Two papers (one on the methodology and one on the software package) are
linked from my publications page, as is the
software package.
Spider Dispersal and Population Persistance
In my previous position I studied Linyphiid, or money, spiders. These spiders are an important part of agricultural ecosystems; they eat aphids and other pests, and are a food source for birds. However, populations of these spiders appear to be decreasing in the United Kingdom. It is hypothesized that a major part of the decline is due to intensive agricultural practices, such as increased pesticide use.
The goal of this research is to explore how spider behaviors - particularly "ballooning", a long distance dispersal strategy - influence the persistence of populations in heterogeneous, stochastic environments. When ballooning, a small spider floats on air currents using a single strand of web. Long distance dispersal complicates the effects of local dynamics on the population, so it is important to know how far the spiders can travel. However, this is impossible to observe directly. I have developed a quasi-IBM that combines stochastic local population dynamics with a data driven dispersal model. With this model I have been able to determine how dispersal influences population persistence in the face of field level catastrophes (such as pesticide application).

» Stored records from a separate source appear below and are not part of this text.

PR #355, opened 2022-05-17
Assimp Loader with Recursion

onurtore:
Hi,
I believe you can use some part of this code to further improve this branch. The existing structure lacks recursive loading, but this snippet  can be utilized to implement that future.

### DIFF
--- a/.vscode/settings.json
+++ b/.vscode/settings.json
@@ -1,0 +1,6 @@
+{
+    "files.associations": {
+        "string": "cpp",
+        "string_view": "cpp"
+    }
+}
--- a/CMakeLists.txt
+++ b/CMakeLists.txt
@@ -122,6 +122,12 @@ ign_find_package(AVCODEC REQUIRED_BY av PRETTY libavcodec)
 ign_find_package(AVUTIL REQUIRED_BY av PRETTY libavutil)
 
 
+#------------------------------------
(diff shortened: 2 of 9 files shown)


onurtore:
@luca-della-vedova

luca-della-vedova:
Hi @onurtore ! This is super helpful, indeed the meshes should be built in a recursive way and not iterative as I was doing in a first quick draft, the limitations became evident when parsing scenes with complex hierarchies where each transform is derived from the parent transform (i.e. bones for animations).
I think this is a very large and complex task and help is definitely welcome, there are a lot of TODOs scattered around (and to be honest I put "sandbox" in  the name because the code is very :fire: right now, this is still in a feasibility study state for me, where I want to see if we can get all the basic features out of assimp before refactoring and polishing the code).
I was hoping assimp could be a full replacement for all the loaders and was hoping to prove that "it works" by merging all the unit tests in our loaders into a single `AssimpLoader_TEST.cc` file and making sure they work, I started this and documented the first few items not working so they can be a good target for fixes / documentation where needed (i.e. shininess, number of materials on top of my head).
I was also hoping that we could either remove hardcoded supported mesh formats or greatly increase their number since assimp supports a whole variety of them.

onurtore:
@luca-della-vedova,
Perfect

PR #350, opened 2022-05-03
Deprecate plugin in favor of gz-plugin

chapulina:
* Closes #349 

## Summary

* 0e4a0f5de63f47daf8170404a5a3fdc7802353ec: Move plugin headers back to `ignition` folder because users shouldn't migrate to `gz/common/*Plugin*`, but migrate to `gz/plugin` instead.
* 7090764daa6afefd4812fe39aafaf32e317e57be: Use the correct headers
* e0f0e216a48082d310ef30ef86df793813fbb67d: Add deprecation warnings

## Test it

CI should pass without warnings.

My local cppcheck had some `unknownMacro` warnings, but that may be due to my version. I'll see what CI says and suppress those warnings as needed.

## Checklist
- [x] Signed all commits for DCO
- [x] Added tests
- [x] ~~Added example and/or tutorial~~
- [x] Updated documentation (as needed)
- [x] Updated migration guide (as needed)
- [x] ~~Consider updating Python bindings (if the library has them)~~
- [x] `codecheck` passed (See [contributing](https://ignitionrobotics.org/docs/all/contributing#contributing-code))
- [x] All tests passed (See [test coverage](https://ignitionrobotics.org/docs/all/contributing#test-coverage))
- [x] While waiting for a review on your PR, please help review [another open pull request](https://github.com/pulls?q=is%3Aopen+is%3Apr+user%3Aignitionrobotics+repo%3Aosrf%2Fsdformat+archived%3Afalse+) to support the maintainers

**Note to maintainers**: Remember to use **Squash-Merge** and edit the commit message to match the pull request summary while retaining `Signed-off-by` messages.

🔸🔸🔸🔸🔸🔸🔸🔸🔸🔸🔸🔸🔸🔸🔸🔸🔸🔸🔸🔸🔸🔸🔸🔸🔸🔸🔸🔸🔸🔸🔸🔸🔸🔸🔸🔸🔸

PR #356, opened 2022-05-18
ign -> gz Namespace Migration : gz-common

methylDragon:
See https://github.com/gazebo-tooling/release-tools/issues/711


include/gz/common/Console.hh
```diff
@@ -27,24 +27,30 @@
 #include <gz/common/Export.hh>
 #include <gz/utils/SuppressWarning.hh>
 
-namespace ignition
+namespace gz
 {
   namespace common
   {
+    // TODO(CH3): Remove all the ign macros on tock
```
chapulina, line 34: I like to leave a comment that has the word "deprecated" on it so it's easier to find when performing the tock. Otherwise this may get lost in the pool of TODOs

Migration.md
```diff
@@ -5,13 +5,16 @@ Deprecated code produces compile-time warnings. These warning serve as
...
+## Gazebo Common 4.X to 5.X
 
 ### Deprecations
 
 1. `Submesh::MaterialIndex` is deprecated. `SubMesh::GetMaterialIndex` should
    be used instead, which properly handles submeshes having no material index
    applied to them.
+2. The `ignition` namespace is deprecated and will be removed in future versions.  Use `gz` instead.
+3. Header files under `ignition/...` are deprecated and will be removed in future versions.
+   Use `gz/...` instead.
```
chapulina, line 17: We should add a note about the console deprecations (`ignerr` etc)

test/plugins/BadPluginAlign.cc
```diff
@@ -15,20 +15,20 @@
  *
 */
 
-#include "ignition/common/PluginMacros.hh"
+#include "gz/common/PluginMacros.hh"
```
chapulina, line 18: Ahh I'm undoing the plugin header migration on 

* https://github.com/gazebosim/gz-common/pull/350

We can either merge that first and update this PR, or the other way around. I think it may be easier to do the former so we have less changes to update here. I need to address reviewer feedback on that PR.

chapulina (commented):
LGTM besides the comments below.

test/plugins/BadPluginAlign.cc
methylDragon: Let's do the former! I'll be updating this one in the meantime.

Migration.md
methylDragon: Done! https://github.com/gazebosim/gz-common/pull/356/commits/dcc40dce6630288ba9ed67b08a0bd08499be3404

include/gz/common/Console.hh
methylDragon: Done! https://github.com/gazebosim/gz-common/pull/356/commits/dcc40dce6630288ba9ed67b08a0bd08499be3404 

I also did so in `gz-sim`

test/plugins/BadPluginAlign.cc
methylDragon: Rebased after the merge of the PR!

The rebase was not nice to do, and I had to do some manual additions and changes, might want to take another look at the changes:
- https://github.com/gazebosim/gz-common/pull/356/commits/d6211d1739f0736818a08777ddde6cd26fabb94b
- https://github.com/gazebosim/gz-common/pull/356/commits/c6c7825a2c5e7c0d6bb3c721e368108453c02afe

src/Plugin.cc
```diff
@@ -23,7 +25,7 @@ IGN_UTILS_WARN_IGNORE__DEPRECATED_DECLARATION
 #include "ignition/common/PluginInfo.hh"
 #include "PluginUtils.hh"
 
-namespace ignition
+namespace gz
```
chapulina, line 28: I think this broke the build, the namespace should remain `ignition` for plugin stuff. Maybe that makes it harder to do full sweeps of the code 😕

methylDragon: https://github.com/gazebosim/gz-common/pull/356/commits/0a80e8ef969400f71429c7545ed1d3a722ce61c8

I'm surprised the namespace redirection didn't help fix this. Let's migrate fully to `gz` (since we have the namespace redirections in `config.hh` anyway)

chapulina: ok, fair enough, that should have pretty much the same result to users. The only downside is that they will get warnings saying that they should use `gz` instead of `ignition`, but `gz/Plugin.hh` doesn't exist.

include/ignition/common/config.hh
```diff
@@ -15,4 +15,30 @@
...
+#define IGNITION_COMMON_VERSION GZ_COMMON_VERSION
+#define IGNITION_COMMON_VERSION_FULL GZ_COMMON_VERSION_FULL
+
+#define IGNITION_COMMON_VERSION_HEADER GZ_COMMON_VERSION_HEADER
+
+namespace gz
+{
+}
+
+namespace gz
```
chapulina, line 36:
```suggestion
namespace ignition
```

right?

chapulina (approved):
LGTM with 🟢 CI!

include/ignition/common/Plugin.hh
```diff
@@ -15,18 +15,18 @@
...
 #include <memory>
 #include <map>
 #include <string>
 
+#include <ignition/common/config.hh>
 #include <gz/common/Export.hh>
 #include <gz/utils/SuppressWarning.hh>
 
-namespace ignition
+namespace gz
```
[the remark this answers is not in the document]
chapulina: Yeah it's not ideal but there are some advantages to it, see this discussion: https://github.com/gazebosim/gz-common/pull/356#discussion_r883134423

See my publications page for a link to my paper on this work.
Cholera and Vibrio cholerae
In my dissertation, I studied the dynamics of cholera on three scales: cholera in a human population coupled to a reservoir of the bacteria Vibrio cholerae, using an extension of a traditional SIR compartment model; life history models of bacterial ageing; and individual based models (IBMs) of bacterial aggregation on a surface during the initial stages of biofilm formation.